- WHAT YOU HAVE TO DO
Retype only the lines at the head of the records, first through the one with "### LINKED ISSUE", exactly as written.

- RECORDS SHOWN
^^^^^^^^^^^^^^^^

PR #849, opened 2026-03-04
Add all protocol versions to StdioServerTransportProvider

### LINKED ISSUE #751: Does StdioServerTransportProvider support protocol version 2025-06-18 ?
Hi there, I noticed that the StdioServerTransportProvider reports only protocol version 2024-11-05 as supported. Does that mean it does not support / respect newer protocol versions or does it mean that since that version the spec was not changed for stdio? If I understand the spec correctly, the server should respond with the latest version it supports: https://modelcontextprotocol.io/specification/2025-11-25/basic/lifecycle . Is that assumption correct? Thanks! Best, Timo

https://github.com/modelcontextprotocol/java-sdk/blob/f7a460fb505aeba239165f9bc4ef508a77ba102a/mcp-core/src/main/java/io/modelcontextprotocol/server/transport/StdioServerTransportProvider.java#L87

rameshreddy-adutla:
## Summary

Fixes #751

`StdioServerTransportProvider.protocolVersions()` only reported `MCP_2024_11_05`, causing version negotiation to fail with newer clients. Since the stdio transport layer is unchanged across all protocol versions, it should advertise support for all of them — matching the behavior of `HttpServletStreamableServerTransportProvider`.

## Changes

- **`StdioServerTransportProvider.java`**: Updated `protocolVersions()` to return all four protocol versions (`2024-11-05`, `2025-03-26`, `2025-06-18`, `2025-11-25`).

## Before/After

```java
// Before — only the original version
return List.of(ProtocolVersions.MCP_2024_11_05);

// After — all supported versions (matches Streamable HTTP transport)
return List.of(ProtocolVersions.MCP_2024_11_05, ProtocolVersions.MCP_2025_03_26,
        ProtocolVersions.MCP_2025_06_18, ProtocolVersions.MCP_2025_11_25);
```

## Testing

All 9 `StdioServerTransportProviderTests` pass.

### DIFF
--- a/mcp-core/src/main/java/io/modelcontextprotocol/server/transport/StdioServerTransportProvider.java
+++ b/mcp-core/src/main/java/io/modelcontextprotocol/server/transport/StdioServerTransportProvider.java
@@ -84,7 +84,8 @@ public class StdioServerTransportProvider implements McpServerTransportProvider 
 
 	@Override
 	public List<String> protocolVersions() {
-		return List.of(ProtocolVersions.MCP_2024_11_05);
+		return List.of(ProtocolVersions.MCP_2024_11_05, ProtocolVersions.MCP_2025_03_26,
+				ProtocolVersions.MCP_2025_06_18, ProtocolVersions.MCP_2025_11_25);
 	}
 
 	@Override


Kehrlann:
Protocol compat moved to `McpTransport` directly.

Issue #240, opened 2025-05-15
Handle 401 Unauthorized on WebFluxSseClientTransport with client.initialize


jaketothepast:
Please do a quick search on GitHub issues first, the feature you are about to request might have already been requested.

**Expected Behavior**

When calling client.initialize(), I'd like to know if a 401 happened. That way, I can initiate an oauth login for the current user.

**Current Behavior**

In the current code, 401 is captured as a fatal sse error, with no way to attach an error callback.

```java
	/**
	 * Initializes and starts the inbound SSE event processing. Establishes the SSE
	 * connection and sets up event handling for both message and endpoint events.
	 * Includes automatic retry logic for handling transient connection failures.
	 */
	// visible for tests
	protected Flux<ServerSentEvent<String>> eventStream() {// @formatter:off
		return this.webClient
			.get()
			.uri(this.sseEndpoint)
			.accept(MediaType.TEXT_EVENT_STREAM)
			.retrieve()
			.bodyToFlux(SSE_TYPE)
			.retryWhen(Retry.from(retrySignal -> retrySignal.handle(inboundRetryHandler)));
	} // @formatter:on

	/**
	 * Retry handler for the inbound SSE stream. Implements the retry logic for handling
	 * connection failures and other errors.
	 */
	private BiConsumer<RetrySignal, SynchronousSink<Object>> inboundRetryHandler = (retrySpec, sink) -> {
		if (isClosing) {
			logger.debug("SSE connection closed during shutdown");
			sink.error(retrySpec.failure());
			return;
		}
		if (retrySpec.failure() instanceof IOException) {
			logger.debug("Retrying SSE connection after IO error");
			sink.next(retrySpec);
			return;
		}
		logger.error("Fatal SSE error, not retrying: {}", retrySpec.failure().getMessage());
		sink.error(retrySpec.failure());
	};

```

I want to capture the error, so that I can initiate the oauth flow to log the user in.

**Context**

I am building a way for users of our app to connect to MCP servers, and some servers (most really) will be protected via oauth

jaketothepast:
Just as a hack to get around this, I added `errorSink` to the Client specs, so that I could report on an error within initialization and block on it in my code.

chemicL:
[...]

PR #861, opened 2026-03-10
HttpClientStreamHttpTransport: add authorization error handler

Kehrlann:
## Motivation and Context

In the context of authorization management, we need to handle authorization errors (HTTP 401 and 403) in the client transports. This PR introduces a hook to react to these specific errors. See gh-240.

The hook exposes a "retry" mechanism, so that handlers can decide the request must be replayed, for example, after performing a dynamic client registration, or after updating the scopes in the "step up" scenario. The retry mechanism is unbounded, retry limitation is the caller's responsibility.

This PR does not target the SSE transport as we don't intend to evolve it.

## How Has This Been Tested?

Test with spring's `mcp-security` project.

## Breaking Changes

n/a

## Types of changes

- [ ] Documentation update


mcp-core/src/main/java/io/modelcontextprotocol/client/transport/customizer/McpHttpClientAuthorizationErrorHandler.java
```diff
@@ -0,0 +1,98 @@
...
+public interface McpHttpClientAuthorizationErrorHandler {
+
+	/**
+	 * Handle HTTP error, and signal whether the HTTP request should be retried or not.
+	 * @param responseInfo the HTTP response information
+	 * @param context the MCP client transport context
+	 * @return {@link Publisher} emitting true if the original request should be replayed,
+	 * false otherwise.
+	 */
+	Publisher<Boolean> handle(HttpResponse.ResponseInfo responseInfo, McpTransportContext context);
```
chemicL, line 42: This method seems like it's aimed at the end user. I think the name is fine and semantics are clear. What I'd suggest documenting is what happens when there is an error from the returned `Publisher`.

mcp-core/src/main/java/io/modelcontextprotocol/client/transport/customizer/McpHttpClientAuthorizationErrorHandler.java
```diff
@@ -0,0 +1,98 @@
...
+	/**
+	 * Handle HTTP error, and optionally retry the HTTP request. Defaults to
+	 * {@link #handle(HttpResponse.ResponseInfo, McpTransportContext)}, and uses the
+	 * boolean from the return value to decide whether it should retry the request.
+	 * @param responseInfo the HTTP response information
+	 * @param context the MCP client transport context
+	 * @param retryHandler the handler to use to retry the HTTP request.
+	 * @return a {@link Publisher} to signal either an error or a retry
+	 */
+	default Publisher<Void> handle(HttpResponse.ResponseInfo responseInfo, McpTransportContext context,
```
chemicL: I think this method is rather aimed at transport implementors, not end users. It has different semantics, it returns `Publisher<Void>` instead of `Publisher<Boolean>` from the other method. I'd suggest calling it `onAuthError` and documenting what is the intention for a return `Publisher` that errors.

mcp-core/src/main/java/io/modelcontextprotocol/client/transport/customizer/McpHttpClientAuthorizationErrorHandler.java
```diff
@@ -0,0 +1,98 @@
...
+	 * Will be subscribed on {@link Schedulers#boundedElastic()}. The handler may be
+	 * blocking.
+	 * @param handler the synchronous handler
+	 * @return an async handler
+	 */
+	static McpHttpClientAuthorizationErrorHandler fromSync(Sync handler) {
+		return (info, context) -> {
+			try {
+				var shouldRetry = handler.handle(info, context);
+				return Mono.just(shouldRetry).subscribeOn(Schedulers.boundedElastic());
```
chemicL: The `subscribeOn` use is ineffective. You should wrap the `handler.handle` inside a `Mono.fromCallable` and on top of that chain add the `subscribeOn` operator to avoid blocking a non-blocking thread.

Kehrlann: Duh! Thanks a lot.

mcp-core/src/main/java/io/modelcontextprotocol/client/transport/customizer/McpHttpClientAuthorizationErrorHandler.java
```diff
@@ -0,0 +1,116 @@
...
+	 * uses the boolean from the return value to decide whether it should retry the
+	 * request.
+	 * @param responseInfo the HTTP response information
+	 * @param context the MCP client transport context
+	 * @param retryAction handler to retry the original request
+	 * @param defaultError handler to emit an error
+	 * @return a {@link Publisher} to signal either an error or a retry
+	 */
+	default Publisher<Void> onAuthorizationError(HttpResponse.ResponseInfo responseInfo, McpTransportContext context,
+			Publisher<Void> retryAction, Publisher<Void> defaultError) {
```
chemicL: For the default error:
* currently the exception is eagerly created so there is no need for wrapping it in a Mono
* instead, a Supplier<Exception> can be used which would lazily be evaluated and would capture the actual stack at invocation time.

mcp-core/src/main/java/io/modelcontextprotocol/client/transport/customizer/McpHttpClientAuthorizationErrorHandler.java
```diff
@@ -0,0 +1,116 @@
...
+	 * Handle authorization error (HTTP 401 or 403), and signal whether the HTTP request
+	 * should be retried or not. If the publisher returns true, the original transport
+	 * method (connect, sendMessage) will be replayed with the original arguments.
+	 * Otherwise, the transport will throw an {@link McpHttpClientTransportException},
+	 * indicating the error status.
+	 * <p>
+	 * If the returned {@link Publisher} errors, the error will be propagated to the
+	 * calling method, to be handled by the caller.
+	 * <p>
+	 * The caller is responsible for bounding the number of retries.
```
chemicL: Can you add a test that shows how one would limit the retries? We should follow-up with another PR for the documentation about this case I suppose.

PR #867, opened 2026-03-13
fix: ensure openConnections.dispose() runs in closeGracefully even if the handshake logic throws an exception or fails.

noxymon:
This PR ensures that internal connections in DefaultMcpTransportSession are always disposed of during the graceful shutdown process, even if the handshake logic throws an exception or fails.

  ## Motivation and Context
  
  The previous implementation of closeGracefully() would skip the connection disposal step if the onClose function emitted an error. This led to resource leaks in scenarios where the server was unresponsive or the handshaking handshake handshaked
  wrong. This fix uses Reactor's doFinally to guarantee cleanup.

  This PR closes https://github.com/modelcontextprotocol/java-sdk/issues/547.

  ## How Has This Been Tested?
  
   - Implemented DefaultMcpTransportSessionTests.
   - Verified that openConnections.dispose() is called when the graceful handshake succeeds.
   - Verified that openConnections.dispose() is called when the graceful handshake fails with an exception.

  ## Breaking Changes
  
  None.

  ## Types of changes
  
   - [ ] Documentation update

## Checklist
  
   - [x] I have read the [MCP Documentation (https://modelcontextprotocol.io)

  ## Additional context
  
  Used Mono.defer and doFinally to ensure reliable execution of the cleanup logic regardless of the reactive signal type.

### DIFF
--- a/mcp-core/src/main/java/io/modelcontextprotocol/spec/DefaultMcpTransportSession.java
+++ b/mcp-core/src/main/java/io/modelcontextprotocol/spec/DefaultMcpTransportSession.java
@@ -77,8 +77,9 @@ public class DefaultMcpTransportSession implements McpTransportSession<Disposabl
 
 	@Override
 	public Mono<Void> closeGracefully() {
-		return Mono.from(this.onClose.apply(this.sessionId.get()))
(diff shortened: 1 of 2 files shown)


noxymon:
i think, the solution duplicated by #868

^^^^^^^^^^^^^^^^

- EXERCISE OUTPUT
PR #849, opened 2026-03-04
Add all protocol versions to StdioServerTransportProvider

### LINKED ISSUE #751: Does StdioServerTransportProvider support protocol version 2025-06-18 ?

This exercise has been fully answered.